Denver reportedly is considering putting up as much as $10 million in fuel-tax money as security for private loans to MarkAir. Sources say city officials have appealed to Denver banks' community spirit in encouraging loans to MarkAir. Johnson says he can't comment on specific aspects of the deal, but he adds that his company is "excited" about a possible move. MarkAir, he says, "is determined to pay back every cent it owes."
Johnson says he doesn't know why the airline hasn't met its obligations to AIDEA. "When you hear we're ninety days delinquent, you think that sounds terrible, but if you look at the overall picture of it, I don't you'd find that to be the case," he says, contending that many other airlines don't pay their bills on time.
Despite MarkAir's financial record, Denver officials have touted the airline as a prime candidate to take over gates at Denver International Airport left hanging by Continental Airlines' recent pullout from Denver. Bergt has said that such a move could produce a 3,000-person payroll worth $120 million in economic benefits to the city. "If we have to, we'll change the name to Air Colorado," he said last April. "I don't give a damn." Bergt's secretary said he was unavailable for comment Monday.
One of MarkAir's unsecured creditors says luring the airline to Colorado would be "a terrible idea." Bob Walston, who used to operate a restaurant and flight kitchen in Juneau, Alaska, says the airline owes him more than $100,000 for in-flight meals and has made no effort to pay. "It just frosts me that a small company can take it in the shorts from another company, yet they can expand all over the U.S.," he says. "Then to find that a municipality is offering subsidies to a company that won't pay its bills is very upsetting."

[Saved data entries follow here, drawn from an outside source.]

PR #2610, opened 2026-05-12
feat(kubernetes): bootstrap tenant workers with Talos via CABPT

kvaps:
## What this PR does

Phase 1 of the Kubernetes-app split design (see cozystack/community#8): replace the Ubuntu+kubeadm worker bootstrap path with Talos, driven by `cluster-api-bootstrap-provider-talos` (CABPT) and a `clastix/talos-csr-signer` sidecar embedded in the Kamaji control-plane pod. Existing tenants keep working — old machines roll out and get replaced by Talos workers without manual intervention.

Highlights:

- Add CABPT (v0.6.12) as a second `BootstrapProvider` alongside the existing kubeadm one in `capi-providers-bootstrap`.
- Bump the Kamaji control-plane provider with an upstream-bound patch that exposes `KamajiControlPlane.spec.network.additionalServicePorts`, used to publish trustd (50001/TCP) on the apiserver service.
- Generate Talos PKI (Ed25519 CA + trustd TLS) via cert-manager and stable random Talos secrets (`token`, `clusterId`, `clusterSecret`, `bootstrapToken`) using the helm lookup-and-reuse pattern.
- Materialise a kubeadm-format `bootstrap-token-<id>` Secret inside the tenant `kube-system` via a Helm post-install/upgrade Job.
- Render a `TalosConfigTemplate` (worker machineconfig, `generateType: none`) and switch the `MachineDeployment.bootstrap` reference from `KubeadmConfigTemplate` to `TalosConfigTemplate`, gated on Talos secrets and the Kamaji apiserver service being ready.
- Boot workers from the Talos openstack image via a CDI `DataVolume` (`source.http.url` → `factory.talos.dev`), expose the system disk as virtio-blk with `blockSize.custom: logical=512, physical=4096` so 4Ki-native block storage backends (LINSTOR/DRBD) play nicely with QEMU's O_DIRECT writes and SeaBIOS still boots, drop the separate kubelet disk (Talos lays out EPHEMERAL itself).
- Pin pod/service CIDRs in the worker machineconfig to the tenant ranges (`10.243.0.0/16` / `10.95.0.0/16`) to avoid Talos's address-overlap diagnostic against the host pod CIDR.
- Set `cluster.controlPlane.endpoint` and `cilium.k8sServiceHost` to the Kamaji apiserver Service ClusterIP (looked up at render time), so bootstrap survives the chicken-and-egg moment where tenant DNS does not exist yet and the host CoreDNS does not serve the tenant zone.

[...]

PR #2931, opened 2026-06-16
feat(kubernetes): bootstrap tenant workers with Talos via CABPT

myasnikovdaniil:
## What this PR does

> **Supersedes #2610.** Same work, rebased cleanly onto current `main` so it now sits on top of #2867 (the `kube-controller-manager` VAP type-checker fix). That fix is what was killing the base install in #2610's E2E *before* the `kubernetes` app test ever ran, leaving the Talos worker-bootstrap rewrite verified only by code reading. #2610's 67-commit branch is squashed here into 8 logical commits with original authorship preserved (@kvaps and @IvanHunters as authors); the tree is **byte-identical** to #2610's head — no code changes, just the rebase onto `main` (to pick up #2867) plus history cleanup. The detailed review history lives on #2610.

Phase 1 of the Kubernetes-app split design (see cozystack/community#8): replace the Ubuntu+kubeadm worker bootstrap path with Talos, driven by `cluster-api-bootstrap-provider-talos` (CABPT) and a `clastix/talos-csr-signer` sidecar embedded in the Kamaji control-plane pod. Existing tenants keep working — old machines roll out and get replaced by Talos workers without manual intervention.

Highlights:

- Add CABPT (v0.6.12) as a second `BootstrapProvider` alongside the existing kubeadm one in `capi-providers-bootstrap`.
- Bump the Kamaji control-plane provider with an upstream-bound patch that exposes `KamajiControlPlane.spec.network.additionalServicePorts`, used to publish trustd (50001/TCP) on the apiserver service.
- Generate Talos PKI (Ed25519 CA + trustd TLS) via cert-manager and stable random Talos secrets (`token`, `clusterId`, `clusterSecret`, `bootstrapToken`) using the helm lookup-and-reuse pattern.
- Materialise a kubeadm-format `bootstrap-token-<id>` Secret inside the tenant `kube-system` via a Helm post-install/upgrade Job.
- Render a `TalosConfigTemplate` (worker machineconfig, `generateType: none`) and switch the `MachineDeployment.bootstrap` reference from `KubeadmConfigTemplate` to `TalosConfigTemplate`, gated on Talos secrets and the Kamaji apiserver service being ready.
- Boot workers from the Talos openstack image via a CDI `DataVolume` (`source.http.url` → `factory.talos.dev`), expose the system disk as virtio-blk with `blockSize.custom: logical=512, physical=4096` so 4Ki-native block storage backends (LINSTOR/DRBD) play nicely with QEMU's O_DIRECT writes and SeaBIOS still boots, drop the separate kubelet disk (Talos lays out EPHEMERAL itself).
- Pin pod/service CIDRs in the worker machineconfig to the tenant ranges (`10.243.0.0/16` / `10.95.0.0/16`) to avoid Talos's address-overlap diagnostic against the host pod CIDR.
- Set `cluster.controlPlane.endpoint` and `cilium.k8sServiceHost` to the Kamaji apiserver Service ClusterIP (looked up at render time), so bootstrap survives the chicken-and-egg moment where tenant DNS does not exist yet and the host CoreDNS does not serve the tenant zone.

End-to-end on a dev cluster: a fresh tenant brings up a Talos worker, kubelet CSRs get approved (apiserver-client by Kamaji, kubelet-serving by the talos-csr-signer sidecar), Cilium initialises with hostNetwork against the apiserver ClusterIP, CoreDNS comes up, and the node transitions to `Ready`.

### Release note

```release-note
feat(kubernetes): bootstrap tenant workers with Talos Linux instead of Ubuntu+kubeadm. Existing clusters roll over to Talos workers automatically; new tenants come up on Talos from the start. Powered by cluster-api-bootstrap-provider-talos and the talos-csr-signer sidecar in the Kamaji control-plane pod. Note: the tenant `kubernetes` HelmRelease now reports Ready as soon as Helm completes (Install/Upgrade DisableWait) and no longer blocks on worker/addon readiness — worker-rollout health is tracked by WorkloadMonitor, not the HelmRelease.
```

## Release Notes

**New Features**
* Added Talos worker configuration for `talos.version` and `talos.schematicID`
* Introduced `nodeHealthCheck` (`maxUnhealthy`, `nodeStartupTimeout`) for worker remediation tuning
* Added image overrides for `kubectl` and `talosCsrSigner`
* Exposed additional tenant control-plane Service ports support

**Breaking Changes**
* Removed Kubernetes v1.30; supported versions start at v1.31
* Renamed `nodeGroups.ephemeralStorage` → `nodeGroups.diskSize` with consolidated Talos system-disk semantics

**Removals**
* Removed Ubuntu container-disk images and related containerd patch mechanisms
* Air-gapped tenant workers temporarily unsupported during the Talos transition

**Documentation**
* Updated chart docs, parameters, and GitOps upgrade guidance for version bumps


lexfrei (dismissed):
LGTM — Talos worker bootstrap via CABPT is correct and well-guarded. Every substantive automated-reviewer finding is already addressed in the head commit, and the three "critical/P1" items are false positives I verified against source. The remaining items are minor and non-blocking.

**Business context**: Replace tenant-worker bootstrap from Ubuntu+kubeadm to Talos (driven by cluster-api-bootstrap-provider-talos plus a talos-csr-signer sidecar in the Kamaji control-plane pod), so tenant clusters get immutable, lifecycle-managed workers while existing tenants roll over automatically.

## Blockers

None.

## Verified and dropped (automated-reviewer false positives)

I checked these against source before dropping them, so they don't get re-litigated:

- "Go 1.26 does not exist" (Dockerfiles) — stale. `golang:1.26` is current and is the repo's standard builder tag. **Evidence**: same tag used across first-party images on `main`. No change needed.
- "base64 cert must be PEM-decoded before injection" (`talos-reconcile-job.yaml:420,479`) — incorrect for Talos. `machine.ca.crt` / `cluster.ca.crt` in a Talos machineconfig expect base64-encoded PEM, which is exactly what the secret `.data.tls.crt` / `.data.ca.crt` already hold; the `_B64` variables are injected verbatim on a single line. **Evidence**: `talos-reconcile-job.yaml:319-320` reads `.data.*` (already base64) and `:420,479` inject it unmodified — correct.
- "the migration annotation will not stop Helm pruning the KubeadmConfigTemplate" — incorrect. Helm's delete path calls `info.Get()` to refresh each prune candidate from the **live** object before reading `helm.sh/resource-policy`, and the live object carries the annotation the migration sets. **Evidence**: `helm.sh/helm/v3` `pkg/kube/client.go` `Update()` lines 436-448 (`info.Get()` then `annotations[ResourcePolicyAnno] == KeepPolicy` -> skip delete).

## Non-blocking follow-ups

1. kubectl pin vs tenant skew — `images/kubectl.tag` pins `alpine/k8s:1.33.4`, but the bootstrap-token Job runs it against tenant apiservers spanning v1.31-v1.35 (±2 minors at the edges, outside the documented skew window). The calls are basic GA CRUD (Secret + rbac/v1 apply, delete) and work in practice, so this is hardening rather than a break; consider tracking the tenant range or using a per-tenant kubectl. **Evidence**: `packages/apps/kubernetes/templates/talos/bootstrap-token-tenant-job.yaml:60,100-116`.
2. Migration `45` is committed non-executable (`100644`) while siblings `44`/`46` are `100755`. Harmless because `run-migrations.sh` runs `chmod +x` before exec, but it's an avoidable inconsistency. **Evidence**: `git ls-files --stage packages/core/platform/images/migrations/migrations/{44,45,46}`; `run-migrations.sh` chmod line.
3. blockOwnerDeletion RBAC — the talos-reconcile Role grants get/patch on `kamajicontrolplanes` but not `update` on `kamajicontrolplanes/finalizers`, while the applied TalosConfigTemplate sets `blockOwnerDeletion: true`. This only fails if the management apiserver enables the (non-default) OwnerReferencesPermissionEnforcement admission plugin; add the finalizers/update rule defensively if there's any chance of enabling it. **Evidence**: `talos-reconcile-job.yaml:75-78,374`.
4. CABPT metrics Service `targetPort: https` does not match the controller's named container port `metrics` (8443), so metrics scraping won't route. This lives in the vendored upstream bundle, so the fix belongs upstream rather than as a local edit. **Evidence**: `packages/system/capi-providers-bootstrap/files/bootstrap-components-talos.yaml:654` vs `:716-717`.
5. Ed25519 TLS cert lists `key encipherment` usage. RFC 9295 says Ed25519 certs MUST NOT carry keyEncipherment; harmless for the signer's TLS 1.3 listener but worth dropping for correctness. **Evidence**: `packages/apps/kubernetes/templates/talos/talos-pki.yaml:67-72`.
6. Migration comments reference "PR #2610" in shipped files. Internal PR provenance in committed code is best avoided; describe the change, not where it was tracked. **Evidence**: `migrations/45:4-7`, `migrations/46:5`.

## Overlap with the other open PR on the same branch

A second PR with the identical title and the same `phase1-talos-migration` branch name is still open and is superseded by this one: this PR is that work rebased onto `main` (to sit on top of the kube-controller-manager VAP fix), with original authorship preserved and history squashed. Two things to note: the PR body's "byte-identical to the other head — no code changes" is now stale, since this head carries an extra `fix: address review findings` commit (head `b5cc2ae`) plus a CI commit beyond that tree; and leaving both open races the same branch name. **Evidence**: `git log --oneline` shows `b5cc2ae fix(kubernetes): address review findings ...` on top of the eight squashed commits. Recommend closing the older PR in favor of this one.

## Scope verified

Helm prune semantics (against helm source), CABPT TalosConfigTemplate apiVersion (`v1alpha3` is served + storage in the vendored CRD), Go disable-wait wiring (`Install`/`Upgrade` always non-nil so no nil-deref; invalid annotation fails startup loudly), migration chain (44->45->46->47, targetVersion 47, both new stamps carry the `platform.cozystack.io/no-delete` label), MHC maxUnhealthy rendering (validates int-or-percent and fails on garbage), README/schema/types regenerated and in sync.

IvanHunters (changes requested):
## Review: Request changes

Four MAJOR findings below block merge for the "existing tenants keep working without manual intervention" claim. Minors are listed separately and can be addressed in a follow-up.

## MAJOR

### 1. Air-gapped tenants lose self-healing; `<release>-patch-containerd` Secret pruned, MHC default flipped to enable remediation

Three changes interact and break tenants that run with `_cluster.registries.mirrors` set:

1. `packages/apps/kubernetes/templates/copy-patch-containerd.yaml` is deleted. The `<release>-patch-containerd` Secret it rendered is *not* keep-annotated by migration 45 (only `KubeadmConfigTemplate` and `KubeadmConfig` are). On chart upgrade Helm prunes the Secret, leaving the still-extant kubeadm-backed MachineSet referencing a missing input.
2. `nodeHealthCheck.maxUnhealthy` default flipped from `0` (integer literal in old `cluster.yaml:591`) to `"50%"` (string in new `values.yaml:307`). The type change is itself a schema break — tenants that previously overrode `maxUnhealthy: 0` will now fail render with the new `^[0-9]+$|^[0-9]+%$` regex guard at `cluster.yaml:614-622`. The default change *enables* MHC remediation where it was previously disabled.
3. `MachineDeployment` bootstrap ref switches to `TalosConfigTemplate` and worker images come from `factory.talos.dev` via CDI. For air-gapped tenants the DataVolume fetch hangs.

Combined scenario: previously-stable tenant fleet, transient NotReady on one Ubuntu worker (containerd hiccup, kernel softlockup) → MHC now remediates (didn't before) → CAPI provisions a Talos Machine → `factory.talos.dev` egress blocked → Machine stuck in Provisioning → `nodeStartupTimeout` (10m) → rolling update stalls. The migration 45 inline comment explicitly acknowledges this: *"In pathological cases (slow Talos image fetch from factory.talos.dev, MachineHealthCheck remediation, etc.) workers can hang in pending state with nothing to bootstrap from."* — the mitigation (keep-annotate KCT only) is incomplete.

**Required fixes:**
- Either keep-annotate `<release>-patch-containerd` in migration 45 alongside KCT, OR render-time `fail()` in the chart when `_cluster.registries.mirrors` is non-empty and no `images.talosInstaller` override is set, so air-gapped tenants get a clear render-time error instead of a partially broken cluster.
- Add a "Breaking Changes" entry in `packages/apps/kubernetes/README.md` documenting the MHC default flip (`0` → `"50%"`) and the type change (integer → string). Recommend operators pin `nodeHealthCheck.maxUnhealthy: "0%"` before upgrade if they want legacy behavior.

### 2. README documents unsupported Kubernetes versions

`packages/apps/kubernetes/README.md:15` says *"Users can select the supported patch versions from 1.30 to 1.35."* but the schema enum in `values.schema.json` is `["v1.31","v1.32","v1.33","v1.34","v1.35"]` and `templates/_versions.tpl` has a `fail()` guard for `v1.30`. An operator following the README to create a fresh tenant with `version: v1.30` gets a CRD admission rejection. Update the README to `from 1.31 to 1.35` and add a Breaking Changes entry pointing at migration 46.

### 3. `talos-reconcile-job` 10-minute polling window is tight for slow cold-starts; chart upgrade fails with no automatic recovery

`packages/apps/kubernetes/templates/talos/talos-reconcile-job.yaml:317` polls `for i in $(seq 1 120); do ... sleep 5; done` = 600s. The Job blocks on (a) Kamaji apiserver Service ClusterIP allocation, (b) cert-manager CA Secret issuance, and (c) `KamajiControlPlane` apiserver readiness. On clusters with slow image pulls or cert-manager cold-start the 10-minute window is insufficient. `backoffLimit: 5` + `restartPolicy: OnFailure` gives ~30 minutes of total retries before permanent fail; the HR ends in Failed state and requires manual `kubectl delete job` to retrigger.

Pre-PR the chart relied on a `lookup` race that silently produced empty SANs but didn't gate Helm readiness on it. This PR puts the reconcile-job on the critical path, regressing operator experience for slow clusters.

**Fix:** widen the per-Job polling window to ~25min (inside the 20min HR install timeout × backoff factor), or document the manual retrigger procedure in the README.

### 4. GitOps-managed tenant CRs with `version: v1.30` in Git get reverted by Flux after migration 46 patches them

Migration 46 patches `kuberneteses.apps.cozystack.io spec.version` on the live CR from `v1.30` to `v1.31`. For operators using Flux/Argo to manage tenant CRs from Git, the next reconcile will revert the field back to `v1.30`, hitting the new `_versions.tpl` `fail()` guard and breaking the HR after the platform upgrade has already completed.

This is not a code bug but a deployment-flow gap. The PR body claim *"existing tenants keep working without manual intervention"* does not hold for GitOps-managed clusters.

**Fix:** add an explicit operator-action note in the release-note block: *"Operators managing tenant `kubernetes.apps.cozystack.io` CRs from Git MUST update `spec.version: v1.30` to `v1.31` in their source repository before bumping the platform to v1.5.0, otherwise the next GitOps reconcile will revert the migration."*

## MINOR

- `packages/apps/kubernetes/templates/talos/talos-reconcile-job.yaml:496-501` and `templates/talos/bootstrap-token-tenant-job.yaml:85-90` — hook pods miss `runAsNonRoot: true` / `runAsUser`. The `talos-csr-signer` sidecar at `cluster.yaml:294-303` already sets these. Mirror the pattern; otherwise the chart fails under PodSecurity `restricted` enforcement on tenant namespaces.
- `packages/apps/kubernetes/templates/talos/talos-secrets.yaml:36-53` — when `lookup` finds an existing `<release>-talos-secrets` Secret missing the `bootstrapTokenId` / `bootstrapTokenSecret` keys (early-Talos-branch tenants), the chart randomizes new ones and leaves the previous `bootstrap-token-<old-id>` Secret orphaned in tenant `kube-system`. Add an `else` branch that reconstructs the split keys from the old combined value when present.
- `packages/apps/kubernetes/templates/talos/talos-reconcile-job.yaml:337-341` — JSON merge patch on `KamajiControlPlane.spec.network.certSANs` uses array-replace semantics; any operator-added SANs are wiped on every chart upgrade. Either document the chart-managed contract or switch to a JSON Patch `add` op.
- `packages/core/platform/images/migrations/migrations/46` — exit 0 on partial failure with a ConfigMap annotation as the only signal. Retry-on-next-upgrade semantics are intentional per the inline comment, but consider emitting a `kubectl create event` so operators get a dashboard-visible signal instead of having to `kubectl describe cm cozystack-version`.
- `packages/apps/kubernetes/templates/talos/talos-pki.yaml:76-80` — comment claims `spec.ipAddresses` is patched in by the reconcile hook; no such patch exists. Remove or rewrite.
- `packages/core/platform/images/migrations/migrations/45:96-97` — header comment says the migration annotates "KubeadmConfig instances spawned from them" but the `app.kubernetes.io/managed-by=Helm` selector doesn't match CAPI-spawned instances. Update the comment to reflect actual semantics (KubeadmConfigTemplate only).
- `packages/apps/kubernetes/templates/cluster.yaml:94` — `hasKey .group "ephemeralStorage"` is dead code (CRD field-pruning strips the unknown field before Helm sees it). Remove or update the error message to clarify it only fires for manually-injected chart values.

## Caveats

- Five prior reviews on this PR were intentionally not read during this independent pass; findings above may overlap with earlier discussion.
- `kubernetes-<release>-ingress-nginx` Service/Ingress in `cozyrds` `services.include` / `ingresses.include` has no matching `resourceNames` grant in `templates/dashboard-resourcemap.yaml`. This is pre-existing on `main`, not introduced by this PR — listed only as context for a future cleanup.

myasnikovdaniil:
@IvanHunters thanks for the thorough pass. Addressed in `3478ed3` / `a4c6a07` / `bf92f3f`:

**Fixed**
- **MINOR#1 (hook-pod securityContext)** — added `runAsNonRoot: true` / `runAsUser: 65532` / `seccompProfile: RuntimeDefault` to `bootstrap-token-tenant-job` and `talos-reconcile-job`, matching the csr-signer sidecar (PodSecurity `restricted`).
- **MINOR#5 (talos-pki comment)** — rewritten: the cert carries DNS SANs only and is never patched. Verified against `talos-reconcile-job.yaml`'s own routing note ("the Talos PKI Certificate is issued with DNS SANs at chart render time and never needs to be patched"); workers reach trustd via the Service DNS name with the ClusterIP injected through `machine.network.extraHostEntries`.
- **MINOR#6 (migration 45 comment)** — corrected: CAPI-spawned KubeadmConfig children are Machine-owned, carry no `managed-by=Helm` label, so they're neither matched by the selector nor at risk of Helm pruning.
- **MAJOR#2 (stale version range)** — fixed `README.md` "1.30 to 1.35" → "1.31 to 1.35".
- **MAJOR#1 / MAJOR#4 (documentation)** — added Breaking-Changes notes for (a) the worker MHC `maxUnhealthy` default moving from a hard-coded `0` (remediation off) to `"50%"` (remediation enabled), with the `"0%"` opt-out, and (b) the GitOps caveat: a Git-reconciled tenant `Kubernetes` CR must bump `spec.version` to `v1.31`, or migration 46's patch is reverted on the next source reconcile.
- lexfrei follow-ups: `migration 45` is now executable (`0755`), Ed25519 cert drops the invalid `keyEncipherment` usage (RFC 9295), and the "PR #2610" provenance is scrubbed from the shipped migration comments.

**Declined, with reasoning**
- **MAJOR#2 as "breaking, needs manual action"** — migration 46 transparently bumps live `v1.30` tenants to `v1.31`; API/dashboard-managed tenants need no action. The only real edge is the Git-managed CR case above, which is now documented.
- **MAJOR#3 (600s poll "too tight")** — no evidence the window is hit. It's the same 10-minute budget your own e2e commit validated (`run-kubernetes.sh:148-156`, "sits well inside helm-install-timeout: 20m"), with `backoffLimit` + the 20m HR ceiling on top. #2610 deliberately cut `backoffLimit` so Flux surfaces failures rather than retrying for hours; widening the window reintroduces that. No change — happy to revisit with a concrete timeout repro.
- **MAJOR#1 keep-annotate `*-patch-containerd`** — the air-gap loss is already documented (README) and is a known Phase-2 follow-up. After the template removal that Secret is orphaned (no consumer in the Talos machineconfig), so Helm pruning it is correct cleanup; keep-annotating would pin dead state. Kept the real sub-point (the MHC flip) as a documented behaviour change above.
- **MINOR#2 (orphaned bootstrap token)** — `talos-secrets.yaml` is new on this branch; the combined-but-no-split-keys state is only reachable from an intermediate dev build of this branch, not from a released `main` tenant upgrade (there `$existing` is nil and all keys are generated together). Not reachable on the upgrade path.
- **MINOR#3 (certSANs array-replace)** — intentional and already documented inline (`talos-reconcile-job.yaml`): Kamaji owns the full SAN list, so a JSON-merge replace is the desired semantics.
- bot false-positives: `golang:1.26` is the repo-standard builder tag (used across cozystack-operator/kamaji/api); and Talos `machine.ca.crt` expects base64-encoded PEM, so the suggested PEM-decode would break it. No change.

MINOR#4 (emit a migration-46 failure Event) and MINOR#7 (the `helm template`-only `ephemeralStorage` guard) I've left as optional follow-ups. Re-requesting review.

IvanHunters (approved):
Approving. The 4 MAJOR / 7 MINOR from my prior pass are addressed across `3478ed3` / `a4c6a07` / `bf92f3f`, either by code, by Breaking-Changes docs, or by a defensible counter-argument:

**Closed**
- MAJOR#2 (README v1.30): fixed (1.31–1.35).
- MAJOR#1/4 (MHC default flip + GitOps `spec.version` revert): documented as Breaking Changes in `packages/apps/kubernetes/README.md:90-95`, with the `nodeHealthCheck.maxUnhealthy: "0%"` opt-out called out.
- MAJOR#3 (10-min poll window): withdrawn — e2e-validated on a real cluster (`hack/e2e-apps/run-kubernetes.sh:148-156`), intentional fast-fail design with the 20m HR ceiling, and reverting would mean Flux retries silently for hours instead of surfacing failures.
- MINOR#1 / #5 / #6: fixed.
- MINOR#2 (orphan bootstrap-token): only reachable from an intermediate dev build of this branch, not from a released-`main` upgrade. Withdrawn.
- MINOR#3 (certSANs JSON-merge): intentional per inline doc; Kamaji owns the SAN list. Withdrawn.

**Non-blocking residuals — follow-ups, not merge gates**

1. `packages/core/platform/images/migrations/migrations/45:22-24` — comment overstates GC: `KubeadmConfigTemplate` pinned with `helm.sh/resource-policy: keep` is not owned by any `MachineSet` (CAPI references templates by name, not via `metadata.ownerReferences`). After the Talos rollover Helm leaves them alone, nothing else GCs them, and they sit in tenant namespaces indefinitely. Same applies to the keep-annotated `KubeadmConfig` children. A follow-up migration that drops the keep-annotated KCT/KubeadmConfig (plus the orphaned `<release>-patch-containerd` Secret) once the Talos MachineSet has been stable for N reconciles would close out the cleanup story.

2. Narrow race during the rollover window: keep-annotated KCT still carries `contentFrom.secret.name: <release>-patch-containerd`, and that Secret is unconditionally pruned on the upgrade (its template was removed). If MHC remediates an old kubeadm-backed Machine BEFORE `MachineDeployment` finishes scaling the old MachineSet down, the old MachineSet's controller can spawn a replacement from the keep'd KCT and the `contentFrom` lookup fails → bootstrap hangs. Documented mitigation is `nodeHealthCheck.maxUnhealthy: "0%"`. The follow-up migration in #1 closes this by removing the dangling reference entirely; until then the `"0%"` opt-out is the safety net.

3. `packages/core/platform/sources/capi-provider-bootstrap-kubeadm.yaml` — filename is now misleading since the wrapped package installs both kubeadm and Talos `BootstrapProvider`. Rename or split per-provider while the area is fresh.

4. PR body / release-note: "existing tenants keep working without manual intervention" is now technically contradicted by the three Breaking-Changes entries (MHC `"0%"` opt-out, GitOps `spec.version` bump, air-gapped Phase-2 wait). Consider softening to "API/dashboard-managed tenants need no action; see Breaking Changes for GitOps and air-gapped operators."

5. `packages/apps/kubernetes/templates/talos/bootstrap-token-tenant-job.yaml` creates a namespaced `talos:node-apiserver-endpoint-discovery` Role + RoleBinding in the tenant `default` namespace granting the `system:nodes` group `get/list/watch` on endpoints / endpointslices. Read-only and tightly scoped, but lands on every kubernetes-chart install/upgrade — worth a line in the tenant RBAC surface so operators auditing tenant clusters know to expect it.

6. `hack/e2e-apps/run-kubernetes.sh:43` — `local port="$3"` declared but never used (SC2034). Pre-existing on `main`, but the change set rewrites enough of this file that dropping it here is low-cost.

7. Migration 46 failed-tenants signal (already acknowledged as a follow-up): wire the `cozystack.io/migration-46-failed-tenants` annotation on `cozystack-version` into a dashboard alert or release-notes runbook entry so operators don't need to `kubectl describe cm` to find stuck tenants.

Bankruptcy records indicate that MarkAir lost $5.8 million in the first two months of 1994, but Johnson, who won't release figures, says the airline is now profitable. He does confirm that MarkAir still owes unsecured creditors roughly $12 million. He says he isn't sure how much the airline owes to secured creditors such as Seattle's Seafirst Bank, which reportedly lent it more than $13 million.
Johnson points out that the company recently settled with Alascom Inc., a long-distance phone company that had tried to force MarkAir into Chapter 7 bankruptcy over an unpaid phone bill of $408,000. Under Chapter 7, companies are liquidated and sold off to pay debts. John Ayers, general manager of Alascom, confirms that his company agreed to a MarkAir settlement offer under which the airline agreed to make weekly payments of $25,000. MarkAir had failed to obey two previous orders from a judge to pay up.
Bergt himself took heat last winter when he gave himself an 80 percent raise--from $12,500 per month to $22,500 per month--while the company was still in bankruptcy. Johnson defends the pay hike. "If anyone deserves it, he does," he says of Bergt. "He was in the office every day and didn't have a vacation for three years during that period."
Johnson won't comment, however, on Bergt's long fight with the FDIC.
Michael Jungreis, an Anchorage attorney who represented the federal government in the case, says the federal agency sued Bergt in January 1992 in an attempt to collect $6.2 million; in June the government won a judgment against Bergt.
After attempts to settle the case proved "fruitless," says Jungreis, the FDIC sent four U.S. marshals to Bergt's homes in Alaska and California in the summer of 1993 to seize, among other items, artworks, a Cartier watch and sterling-silver flatware. Jungreis says he believes the items taken from Bergt's home are "still in storage somewhere." Marshals also confiscated an airplane owned by Bergt, he adds.